Christmas was another occasion when the phrase was used:

"Supper.—On Friday evening, January 3rd, the carol-singers had their supper in Mr. Fisher's kitchen, kindly lent for the occasion. A party of nineteen sat down to the good old fare of roast-beef and plum-pudding, with a glass of Warwick's nut-brown ale to warm the inner man. After full justice had been done to the excellent spread, the evening was spent in games. Messrs. T. and J. T. Jackson entertained the company with music and songs; and a most enjoyable gathering terminated at eleven o'clock. The carol-singers wish to thank Mr. and Mrs.
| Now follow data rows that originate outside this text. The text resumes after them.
PR #831, opened 2018-06-19
Remove buildpack mentions from base image docs

zwalchuk:
Change-type: patch


pages/reference/base-images/resin-base-images.md
```diff
@@ -101,10 +98,6 @@ These are base images for different architectures:
 | `resin/i386-alpine` | i386 | [Docker Hub][i386-alpine-dockerhub-link], [github][i386-alpine-github-link] | latest, 3.7, 3.6, 3.5, edge |
 | `resin/armv7hf-fedora` | armv7hf | [Docker Hub][armv7hf-fedora-dockerhub-link], [github][armv7hf-fedora-github-link] | latest, 26, 25, 24 |
 
-![Hierarchy Diagram](/img/hierarchy-diagram.jpg)
```
jviotti: This one is a bit tricky. Maybe we should update this diagram to make the `<distro>-<stack>` images appear to inherit straight from `<device-name>-<distro>`? 

Alternatively, if we're not going to use this image, should we delete it from `static/img`?

zwalchuk: @jviotti It might make sense to update, @nghiant2710 do you have the original?

nghiant2710: @jviotti @zwalchuk, I think it's better to remove the image since updating it will not illustrate correctly how we build the images. We can add new one for balena base images later.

Fisher for their kindness and hospitality, also the ladies who kindly assisted in cooking the supper."
Grantham Journal - Saturday 11 January 1896, page 3.
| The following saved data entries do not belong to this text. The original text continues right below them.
Issue #833, opened 2018-06-22
Fix get all devices for an application example


zwalchuk:
<img src="https://frontapp.com/assets/img/icons/favicon-32x32.png" height="16" width="16" alt="Front logo" /> [Front conversations](https://app.frontapp.com/open/top_ccwz)

vipulgupta2048:
Closing issue in favor of #868

PR #868, opened 2018-08-08
fix: Update name field in Device resource example of API

### LINKED ISSUE #865: Mistake in device renaming
Hey,
while moving from API v1 to v4, I noticed that the device renaming doesn't work as documented. Seems like the new variable name is `device_name` instead of `name` (at least it works this way ;) ).

So changing https://github.com/resin-io/docs/blob/51edbdf855c7715644dd52cdd3ea915c51d30379/config/dictionaries/resource.json#L188 to use `device_name` in the `PATCH` request should be used instead `name`.

zwalchuk:
The rename device example has the field listed as name, and it needs to
be device_name. The get all devices by application example also needs to be updated

Fixes #865 and #833

Change-type: patch
Signed-off-by: Zach Walchuk <zach@resin.io>


chrisys:
Rewrite these changes into a new PR

chrisys:
@shaunmulligan this went through OK, I guess because the source branch was actually in the repo

PR #876, opened 2018-08-11
Added note linking to issue w/ setting hostname via DBus

dt-rush:


dt-rush:
I didn't have `Change-Type` in my commit message, so I'll open a new PR with a proper commit.

PR #877, opened 2018-08-12
Added note linking to issue w/ setting hostname via DBus in Resin 2.0

dt-rush:
Change-Type: patch


pcarranzav:
I think it would probably be better to just remove the old instructions, and instead point to the supervisor API endpoint that allows changing the hostname: https://github.com/resin-io/resin-supervisor/blob/master/docs/API.md#patch-v1devicehost-config (this would also close the linked issue).

chrisys:
Close this and add the note recommended by Pablo about changing hostname via supervisor API

chrisys:
Superseded in #969

PR #879, opened 2018-08-13
fix: Revert Procfile

zwalchuk:
The Procfile instructions were recently updated to include npm build in
addition to npm start, this may be causing problems with the app
crashing on deploy.

Change-type: patch
Signed-off-by: Zach Walchuk <zach@resin.io>


zwalchuk:
retest

PR #893, opened 2018-09-11
Remove information about dockerignore files

CameronDiver:
As far as I'm aware this has never been possible while I've been at resin. Either way I've removed it here, but I will make an issue on the builder to tackle this (and we'll certainly need to once the support has been released on the CLI)

Builder issue: https://github.com/resin-io/resin-builder/issues/542

Change-type: patch
Signed-off-by: Cameron Diver <cameron@resin.io>


shaunmulligan:
@CameronDiver is this PR still valid? I know we had added some handling of .dockerignore in the CLI recently.

CameronDiver:
@shaunmulligan it's now supported with `balena push` yeah.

I've saved this one until last because it actually mentions the name of the brewery supplying the beer: Warwick's. Which immediately got my attention, it being a Newark brewery. Good news, because I've several price lists from them. I can check to see if they had a beer called Nut Brown Ale.

Brewery Place year beer price per barrel price (per gallon) price (per doz) pint
R. Warwick & Sons Newark 1885 X Mild Ale 36 1s
R. Warwick & Sons Newark 1885 XX Ale 42 1s 2d
R. Warwick & Sons Newark 1885 XXX Ale 48 1s 4d
R. Warwick & Sons Newark 1885 XXXX Ale 54 1s 6d
R. Warwick & Sons Newark 1885 Pale Ale 42 1s 2d
R. Warwick & Sons Newark 1885 Pale Ale 54 1s 6d
R. Warwick & Sons Newark 1885 Stout 42 1s 2d
R. Warwick & Sons Newark 1885 Stout 48 1s 4d
R. Warwick & Sons Newark 1885 Mild Ale 1s 10d
R. Warwick & Sons Newark 1885 Pale Ale 2s
R. Warwick & Sons Newark 1885 Stout 1s 10d

Apologies for not giving a source for that. I collected it several years ago when I wasn't as strict about keeping track of that sort of thing. I'm fairly sure it was from "Newark: The Bounty of Beer" by Brenda M. Pask.

No sign of anything called Nut Brown Ale there.

Nor in this slightly later advert:

Nottingham Evening Post - Wednesday 22 June 1887, page 4.

I'm pretty sure Warwicks didn't really have a beer called Nut Brown Ale. My guess is that the beer served at the supper was one of the stronger Mild Ales or the XXXX Strong Ale.

1 comment:

Alan said...

What other words are like this? "Honey coloured ramparts at your ear" says Yeats. But there are many hues of honey. We are sufficiently distant from country life that grades of brown and high quality brown seems strange. Nut brown must have conveyed a meaning even if it was not a "style" - but seeing as style was invented in the 1970s that's a anachronism. It may not been a brand but does the 1800s drinker align his personal preferences as neatly with brand as we have been trained? What if nut brown is the neighbour of a word like auburn that conveys a certain prized quality but it is a quality that has been lost to our appreciation of beer?